Stored items from a collection
++++++++
PR #2858, opened 2024-09-18
Adjust user messages around the Session Pause feature

avazirna:
## Summary
Copy of https://github.com/dimagi/commcare-android/pull/2851

cross-request: cross-request: https://github.com/dimagi/commcare-core/pull/1437

### DIFF
--- a/app/src/org/commcare/activities/FormEntryActivity.java
+++ b/app/src/org/commcare/activities/FormEntryActivity.java
@@ -1159,6 +1159,7 @@ public class FormEntryActivity extends SaveSessionCommCareActivity<FormEntryActi
         uiController.refreshView();
         FormNavigationUI.updateNavigationCues(this, mFormController, uiController.questionsView);
         if (isRestartAfterSessionExpiration) {
+            // InterruptedFormState null check is important to ensure backward compatibility
             String localeKey =
                     (fc.getInterruptedFormState() == null
                             || fc.getInterruptedFormState().getInterruptedDueToSessionExpiration())
--- a/app/src/org/commcare/activities/FormEntryActivity.java
+++ b/app/src/org/commcare/activities/FormEntryActivity.java
@@ -1162,7 +1162,7 @@ public class FormEntryActivity extends SaveSessionCommCareActivity<FormEntryActi
             // InterruptedFormState null check is important to ensure backward compatibility
             String localeKey =
                     (fc.getInterruptedFormState() == null
-                            || fc.getInterruptedFormState().getInterruptedDueToSessionExpiration())
+                            || fc.getInterruptedFormState().isInterruptedDueToSessionExpiration())
                     ? "form.entry.restart.after.expiration" : "form.entry.restart.after.session.pause";
             Toast.makeText(this, Localization.get(localeKey), Toast.LENGTH_LONG).show();
         }
--- a/app/src/org/commcare/activities/FormEntryActivity.java
+++ b/app/src/org/commcare/activities/FormEntryActivity.java
@@ -249,7 +249,7 @@ public class FormEntryActivity extends SaveSessionCommCareActivity<FormEntryActi
     }
 
     @Override
-    public void formSaveCallback(boolean exit, Runnable listener) {
+    public void formSaveCallback(Runnable listener) {
         // note that we have started saving the form
         customFormSaveCallback = listener;
         interruptAndSaveForm(exit);
--- a/app/src/org/commcare/activities/FormEntryActivity.java
+++ b/app/src/org/commcare/activities/FormEntryActivity.java
@@ -259,7 +259,7 @@ public class FormEntryActivity extends SaveSessionCommCareActivity<FormEntryActi
         if (mFormController != null) {
             // Set flag that will allow us to restore this form when we log back in
             CommCareApplication.instance().getCurrentSessionWrapper().setCurrentStateAsInterrupted(
-                    mFormController.getFormIndex());
+                    mFormController.getFormIndex(), sessionExpiredOrSustended);
 
             // Start saving form; will trigger expireUserSession() on completion
             saveIncompleteFormToDisk(sessionExpiredOrSustended);
--- a/app/src/org/commcare/activities/FormEntryActivity.java
+++ b/app/src/org/commcare/activities/FormEntryActivity.java
@@ -255,14 +255,14 @@ public class FormEntryActivity extends SaveSessionCommCareActivity<FormEntryActi
         interruptAndSaveForm(true, false);
     }
 
-    private void interruptAndSaveForm(boolean sessionExpiredOrSustended, boolean userTriggered) {
+    private void interruptAndSaveForm(boolean sessionExpired, boolean userTriggered) {
         if (mFormController != null) {
             // Set flag that will allow us to restore this form when we log back in
             CommCareApplication.instance().getCurrentSessionWrapper().setCurrentStateAsInterrupted(
-                    mFormController.getFormIndex(), sessionExpiredOrSustended);
+                    mFormController.getFormIndex(), sessionExpired);
 
             // Start saving form; will trigger expireUserSession() on completion
-            saveIncompleteFormToDisk(sessionExpiredOrSustended, userTriggered);
+            saveIncompleteFormToDisk(sessionExpired, userTriggered);
         }
     }
 
@@ -1154,8 +1154,8 @@ public class FormEntryActivity extends SaveSessionCommCareActivity<FormEntryActi
         FormNavigationUI.updateNavigationCues(this, mFormController, uiController.questionsView);
         if (isRestartAfterSessionExpiration) {
             String localeKey =
-                    (fc.getRestoredFormSession() == null
-                            || fc.getRestoredFormSession().getInterruptedDueToSessionExpiration())
+                    (fc.getInterruptedFormState() == null
+                            || fc.getInterruptedFormState().getInterruptedDueToSessionExpiration())
                     ? "form.entry.restart.after.expiration" : "form.entry.restart.after.session.pause";
             Toast.makeText(this, Localization.get(localeKey), Toast.LENGTH_LONG).show();
         }
--- a/app/src/org/commcare/activities/FormEntryActivity.java
+++ b/app/src/org/commcare/activities/FormEntryActivity.java
@@ -1288,7 +1288,9 @@ public class FormEntryActivity extends SaveSessionCommCareActivity<FormEntryActi
                     hasSaved = true;
                     break;
                 case SAVED_INCOMPLETE:
-                    toastMessage = Localization.get("form.entry.incomplete.save.success");
+                    if (userTriggered) {
+                        toastMessage = Localization.get("form.entry.incomplete.save.success");
+                    }
                     hasSaved = true;
                     break;
                 case SAVED_AND_EXIT:
--- a/app/src/org/commcare/activities/FormEntryActivity.java
+++ b/app/src/org/commcare/activities/FormEntryActivity.java
@@ -1153,8 +1153,11 @@ public class FormEntryActivity extends SaveSessionCommCareActivity<FormEntryActi
         uiController.refreshView();
         FormNavigationUI.updateNavigationCues(this, mFormController, uiController.questionsView);
         if (isRestartAfterSessionExpiration) {
-            Toast.makeText(this,
-                    Localization.get("form.entry.restart.after.expiration"), Toast.LENGTH_LONG).show();
+            String localeKey =
+                    (fc.getRestoredFormSession() == null
+                            || fc.getRestoredFormSession().getInterruptedDueToSessionExpiration())
+                    ? "form.entry.restart.after.expiration" : "form.entry.restart.after.session.pause";
+            Toast.makeText(this, Localization.get(localeKey), Toast.LENGTH_LONG).show();
         }
     }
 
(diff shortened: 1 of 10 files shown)


avazirna:

shubham1g5:
@avazirna It doesn't look like the comments on the original PR are addressed in this PR, let me know if my understanding is wrong.

avazirna:
@shubham1g5 I have entertained a few design alternatives over this, walking the fine line between structural changes and the bare minimum to achieve the goals of this PR. I'm more inclined to leave the structural work for 2.55 where we can have a proper QA and properly assess all the risks. I also don't think that deep changes should be rolled out in a `hotfix`, which I believe you agree with me. So in terms of future work, the main points are:
* `InterruptedFormState` should evolve into `InterruptedSessionState` - we are now redundantly saving the `SessionStateDescriptorId`, [individually](https://github.com/dimagi/commcare-android/blob/2b994dbd9b7a91ca473199b04397e6f27cc0fbcf/app/src/org/commcare/models/AndroidSessionWrapper.java#L195) and in the [InterruptedFormState](https://github.com/dimagi/commcare-android/blob/2b994dbd9b7a91ca473199b04397e6f27cc0fbcf/app/src/org/commcare/models/AndroidSessionWrapper.java#L196) - this means using this model for both Session expiration (and suspension) and Session Pause;
    * This requires a few change in the way we restore expired sessions
    * There may be challenges to ensure backward compatibility, considering that users would be migrating from version with both
* Stop storing the SSDId in SharedPreferences
* Review the workflow around the [is-restart-after-session-expiration](https://github.com/dimagi/commcare-android/blob/5a0578a7ee045c61cd26c6511d4a6696be6f9941/app/src/org/commcare/activities/FormEntryActivity.java#L126) - currently, it implies catering only for Session expiration but the reality is that with the changes we introduced, it's also serving the Session Pause feature

app/src/org/commcare/logic/AndroidFormController.java
```diff
@@ -20,13 +21,17 @@ public class AndroidFormController extends FormController implements PendingCall
     private boolean wasPendingCalloutCancelled;
     private FormIndex formIndexToReturnTo = null;
     private boolean formCompleteAndSaved = false;
+    private InterruptedFormState restoredFormSession;
 
     private FormAnalyticsHelper formAnalyticsHelper;
 
-    public AndroidFormController(FormEntryController fec, boolean readOnly, FormIndex formIndex) {
+    public AndroidFormController(FormEntryController fec, boolean readOnly, InterruptedFormState savedFormSession) {
```
shubham1g5, line 28: nit: inconsistent variable naming. would keep them all as `interruptedFormState`

app/src/org/commcare/logic/AndroidFormController.java
```diff
@@ -20,13 +21,17 @@ public class AndroidFormController extends FormController implements PendingCall
...
         super(fec, readOnly);
         formAnalyticsHelper = new FormAnalyticsHelper();
-        formIndexToReturnTo = formIndex;
+        this.restoredFormSession = savedFormSession;
+        if (savedFormSession !=null ){
+            formIndexToReturnTo = savedFormSession.getFormIndex();
+        }
```
shubham1g5, line 34: think we can remove global reference to `formIndexToReturnTo` and just derive it from `restoredFormSession` when needed

app/src/org/commcare/models/database/InterruptedFormState.java
```diff
@@ -17,10 +18,12 @@ public class InterruptedFormState implements Externalizable {
 
     int sessionStateDescriptorId;
     FormIndex formIndex;
+    private boolean interruptedDueToSessionExpiration = false;
```
shubham1g5, line 21: possibly have it as enum - `InterruptionCause` with values `SESSION_EXPIRATION` and `PROCESS_KILL`

shubham1g5 (approved):
Overall approach looks good to me, left some minor comments around code clarity and readability as optional but nice to have feedback.

shubham1g5:
@avazirna Can you create a ticket describing the pending list of items and make sure it gets prioritised for 2.55.

app/src/org/commcare/models/database/InterruptedFormState.java
avazirna: @shubham1g5 I entertained this idea too, the issue is that there is no implicit call for `PROCESS_KILL`, we kind of do preventive saves. so it would be inconsistent with the triggering process. Should we still call is `PROCESS_KILL` or `PREVENTIVE_SAVE`, I'm ok with either.

app/src/org/commcare/logic/AndroidFormController.java
avazirna: `formIndexToReturnTo` [is nullified after its first use](https://github.com/dimagi/commcare-android/blob/2b994dbd9b7a91ca473199b04397e6f27cc0fbcf/app/src/org/commcare/logic/AndroidFormController.java#L76C14-L76C33), which makes sense because we are supposed to return to that FormIndex only when loading the form after a session expiration or app kill. Am I missing something here?

app/src/org/commcare/models/database/InterruptedFormState.java
shubham1g5: Makes sense, I think fine to leave it as it is.

app/src/org/commcare/logic/AndroidFormController.java
shubham1g5, line 28: can we mark `savedFormSession` and `restoredFormSession` as `@Nullable`

app/src/org/commcare/logic/AndroidFormController.java
shubham1g5: makes sense. no need for a change here.

app/src/org/commcare/logic/AndroidFormController.java
```diff
@@ -20,13 +21,17 @@ public class AndroidFormController extends FormController implements PendingCall
...
 
     private FormAnalyticsHelper formAnalyticsHelper;
 
-    public AndroidFormController(FormEntryController fec, boolean readOnly, FormIndex formIndex) {
+    public AndroidFormController(FormEntryController fec, boolean readOnly, InterruptedFormState savedFormSession) {
         super(fec, readOnly);
         formAnalyticsHelper = new FormAnalyticsHelper();
-        formIndexToReturnTo = formIndex;
+        this.restoredFormSession = savedFormSession;
+        if (savedFormSession !=null ){
```
shubham1g5, line 32: nit:formatting

app/src/org/commcare/logic/AndroidFormController.java
avazirna: [7218aba](https://github.com/dimagi/commcare-android/pull/2858/commits/7218aba874042f32b616a363889118bfc7bd2516)

app/src/org/commcare/activities/FormEntryActivity.java
```diff
@@ -766,18 +766,19 @@ protected void fireCompoundIntentDispatch() {
...
 
     private void saveCompletedFormToDisk(String updatedSaveName) {
-        saveDataToDisk(FormEntryConstants.EXIT, true, updatedSaveName, false);
+        saveDataToDisk(FormEntryConstants.EXIT, true, updatedSaveName, false, true);
     }
 
-    private void saveIncompleteFormToDisk(boolean exit) {
-        saveDataToDisk(exit, false, null, true);
+    private void saveIncompleteFormToDisk(boolean sessionExpiredOrSuspended, boolean userTriggered) {
+        boolean shouldExit = sessionExpiredOrSuspended ? FormEntryConstants.EXIT : FormEntryConstants.DO_NOT_EXIT;
```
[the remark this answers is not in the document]
avazirna: done https://github.com/dimagi/commcare-android/pull/2858/commits/3ade9b262f34d6db51cfa01eb3f6a5102e6d5e25

app/src/org/commcare/activities/FormEntryActivity.java
```diff
@@ -249,20 +249,20 @@ public void onCreateSessionSafe(Bundle savedInstanceState) {
     }
 
     @Override
-    public void formSaveCallback(boolean exit, Runnable listener) {
+    public void formSaveCallback(Runnable listener) {
         // note that we have started saving the form
         customFormSaveCallback = listener;
-        interruptAndSaveForm(exit);
+        interruptAndSaveForm(true, false);
```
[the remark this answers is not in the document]
avazirna: done https://github.com/dimagi/commcare-android/pull/2858/commits/3ade9b262f34d6db51cfa01eb3f6a5102e6d5e25

app/src/org/commcare/models/database/InterruptedFormState.java
```diff
@@ -59,6 +63,10 @@ public FormIndex getFormIndex() {
         return formIndex;
     }
 
+    public boolean getInterruptedDueToSessionExpiration(){
```
shubham1g5, line 66: nit: rename to `isInterrupted..`

app/src/org/commcare/activities/FormEntryActivity.java
```diff
@@ -793,7 +796,7 @@ protected void onExternalAttachmentUpdated() {
         }
         String formStatus = formRecord.getStatus();
         if (FormRecord.STATUS_INCOMPLETE.equals(formStatus)) {
-            saveDataToDisk(false, false, null, true);
+            saveDataToDisk(false, false, null, true, true);
```
shubham1g5, line 799: not sure if this save is`userTriggered` as it happens in response to updating an attachment.

app/src/org/commcare/activities/FormEntryActivity.java
```diff
@@ -1063,7 +1066,8 @@ private void loadForm() {
             }
 
             mFormLoaderTask = new FormLoaderTask<FormEntryActivity>(symetricKey, instanceIsReadOnly,
-                    formEntryRestoreSession.isRecording(), FormEntryInstanceState.mFormRecordPath, this, lastFormIndex) {
+                    formEntryRestoreSession.isRecording(), FormEntryInstanceState.mFormRecordPath, this,
```
shubham1g5, line 1069: this looks weird to have a comma just before method call close. No compilation errors here ?

app/src/org/commcare/activities/FormEntryActivity.java
```diff
@@ -1157,8 +1161,11 @@ private void handleFormLoadCompletion(AndroidFormController fc) {
         uiController.refreshView();
         FormNavigationUI.updateNavigationCues(this, mFormController, uiController.questionsView);
         if (isRestartAfterSessionExpiration) {
-            Toast.makeText(this,
-                    Localization.get("form.entry.restart.after.expiration"), Toast.LENGTH_LONG).show();
+            String localeKey =
+                    (fc.getInterruptedFormState() == null
```
shubham1g5, line 1165: can `fc.getInterruptedFormState() == null` be ever true here given `isRestartAfterSessionExpiration` is already true ?

app/src/org/commcare/models/AndroidSessionWrapper.java
```diff
@@ -185,12 +185,14 @@ private static boolean ssdHasValidFormRecordId(int ssdId,
...
 
-    public void setCurrentStateAsInterrupted(FormIndex formIndex) {
+    public void setCurrentStateAsInterrupted(FormIndex formIndex, boolean sessionExpired) {
         if (sessionStateRecordId != -1) {
             SqlStorage<SessionStateDescriptor> sessionStorage =
                     CommCareApplication.instance().getUserStorage(SessionStateDescriptor.class);
             SessionStateDescriptor current = sessionStorage.read(sessionStateRecordId);
-            InterruptedFormState interruptedFormState = new InterruptedFormState(current.getID(), formIndex, current.getFormRecordId());
+          
+            InterruptedFormState interruptedFormState = new InterruptedFormState(current.getID(), formIndex, current.getFormRecordId(), sessionExpired);
```
shubham1g5, line 194: nit: not sure on formatting here.

shubham1g5 (changes requested):

app/src/org/commcare/activities/FormEntryActivity.java
avazirna: true, good catch

app/src/org/commcare/activities/FormEntryActivity.java
avazirna: Noticed that too, bad conflict resolution. Redid it locally, pushing it in a few.

app/src/org/commcare/activities/FormEntryActivity.java
avazirna: For backward compatibility, we might load a previously saved session using an older version of CC, where the InterruptedFormState was not saved.

shubham1g5: makes sense, can we make a comment  there that the null check is to support backward compatibility and should not be removed.

app/src/org/commcare/models/database/InterruptedFormState.java
avazirna: [dec7568](https://github.com/dimagi/commcare-android/pull/2858/commits/dec75686a49af9085f4b2889769c0a1c812ae85a)

app/src/org/commcare/activities/FormEntryActivity.java
avazirna: [019cd2d](https://github.com/dimagi/commcare-android/pull/2858/commits/019cd2d0521de8f6a49e3c3c1092fe59b0a49e38)

app/src/org/commcare/activities/FormEntryActivity.java
avazirna: [a27ab98](https://github.com/dimagi/commcare-android/pull/2858/commits/a27ab98c1f70f7afd060af5cf31ddd25f8e3def4)

shubham1g5 (approved):

avazirna:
++++++++
# What needs to be done
Look through the entries above. Copy each line in which the string "Localization" occurs.

# Result of the task
             Toast.makeText(this, Localization.get(localeKey), Toast.LENGTH_LONG).show();
             Toast.makeText(this, Localization.get(localeKey), Toast.LENGTH_LONG).show();
-                    toastMessage = Localization.get("form.entry.incomplete.save.success");
+                        toastMessage = Localization.get("form.entry.incomplete.save.success");
-                    Localization.get("form.entry.restart.after.expiration"), Toast.LENGTH_LONG).show();
+            Toast.makeText(this, Localization.get(localeKey), Toast.LENGTH_LONG).show();
-                    Localization.get("form.entry.restart.after.expiration"), Toast.LENGTH_LONG).show();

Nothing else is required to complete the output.